If Ukraine were to invade Crimea, it could give China an excuse to give more aid to Russia without sacrificing its peacekeeper image.

Words: Garrett Ehinger
Pictures: Валерия

As Ukraine awaits further weapons shipments and supplies, it is carefully planning for a major spring counteroffensive to push back push back against Russian occupation in the last remaining occupied territory. If things go well, there is the potential that Ukraine may try to use its momentum to retake Crimea. But such a strategy could take a turn for the worse.

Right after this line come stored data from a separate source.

PR #42460, opened 2022-05-20
Enforce complete Deferrable ServiceProviders

PrinsFrank:
In the DeferrableProvider interface, the 'provides' method is present. When implementing this interface, [the 'provides' method should be implemented](https://laravel.com/docs/9.x/providers#deferred-providers), otherwise the services in this provider are never available and are technically broken. 

The 'provides' method is also always defined on the abstract ServiceProvider, returning an empty array there. So when a serviceprovider implements the deferabbleProvider interface the presence of a 'provides' method is no longer enforced as it is already present in the parent class.

This PR moves the 'provides' method out of the abstract serviceprovider so Deferrable providers that don't implement the 'provides' method themselves are not silently broken anymore. 

As any existing serviceProvider that is deferrable without a 'provides' method now breaks (And is currently also broken but silently), this is a breaking change, hence the PR to master instead of 9.x.

### DIFF
--- a/src/Illuminate/Support/AggregateServiceProvider.php
+++ b/src/Illuminate/Support/AggregateServiceProvider.php
@@ -43,8 +43,9 @@ class AggregateServiceProvider extends ServiceProvider
 
         foreach ($this->providers as $provider) {
             $instance = $this->app->resolveProvider($provider);
-
-            $provides = array_merge($provides, $instance->provides());
+            if ($instance->isDeferred()) {
+                $provides = array_merge($provides, $instance->provides());
+            }
         }
 
         return $provides;
--- a/src/Illuminate/Support/ServiceProvider.php
+++ b/src/Illuminate/Support/ServiceProvider.php
@@ -388,16 +388,6 @@ abstract class ServiceProvider
     }
 
     /**
-     * Get the services provided by the provider.
-     *
-     * @return array
-     */
-    public function provides()
-    {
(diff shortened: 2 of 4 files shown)


ankurk91:
We should force developer to define `provides` method via `Illuminate\Contracts\Support\DeferrableProvider` interface

taylorotwell:
I don't see a big end-user benefit to this breaking change.

PrinsFrank:
@taylorotwell Maybe my garble of words was too complex, let my try again:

Russia took possession of Crimea in 2014 and made it into a federal state in 2020. Russia is spreading rumors that Ukraine will invade the motherland. President Vladimir Putin could use a Ukrainian invasion of Crimea to flip the roles of the war, making Ukraine out to be an invader and Russia the victim. This could provide Russia’s allies, such as self-proclaimed peace arbiter China, the justification they need to ship more weapons to Russia and turn the tide of the war.

The War Within the War

When Ukraine lost Crimea to Russia in 2014, it tried to retake the peninsula militarily several times without success. Since then, Ukraine has attempted to use economic and diplomatic means to achieve these ends, such as by cutting off water supplies to Crimea, suing Russia in an international court over the illegal annexation, and partnering with allies to sanction Russia. Ukraine has not forgotten its lost territory and has vowed to retake it during the current conflict. As such, Russian leader Sergei Askyonov began seriously fortifying Crimea starting in November 2022. He moved T-80 tanks with anti-drone armor, new artillery guns, and anti-tank obstacles known as “dragon’s teeth” to the Crimean border, which previously only had trenches, limited armor placements, and troops.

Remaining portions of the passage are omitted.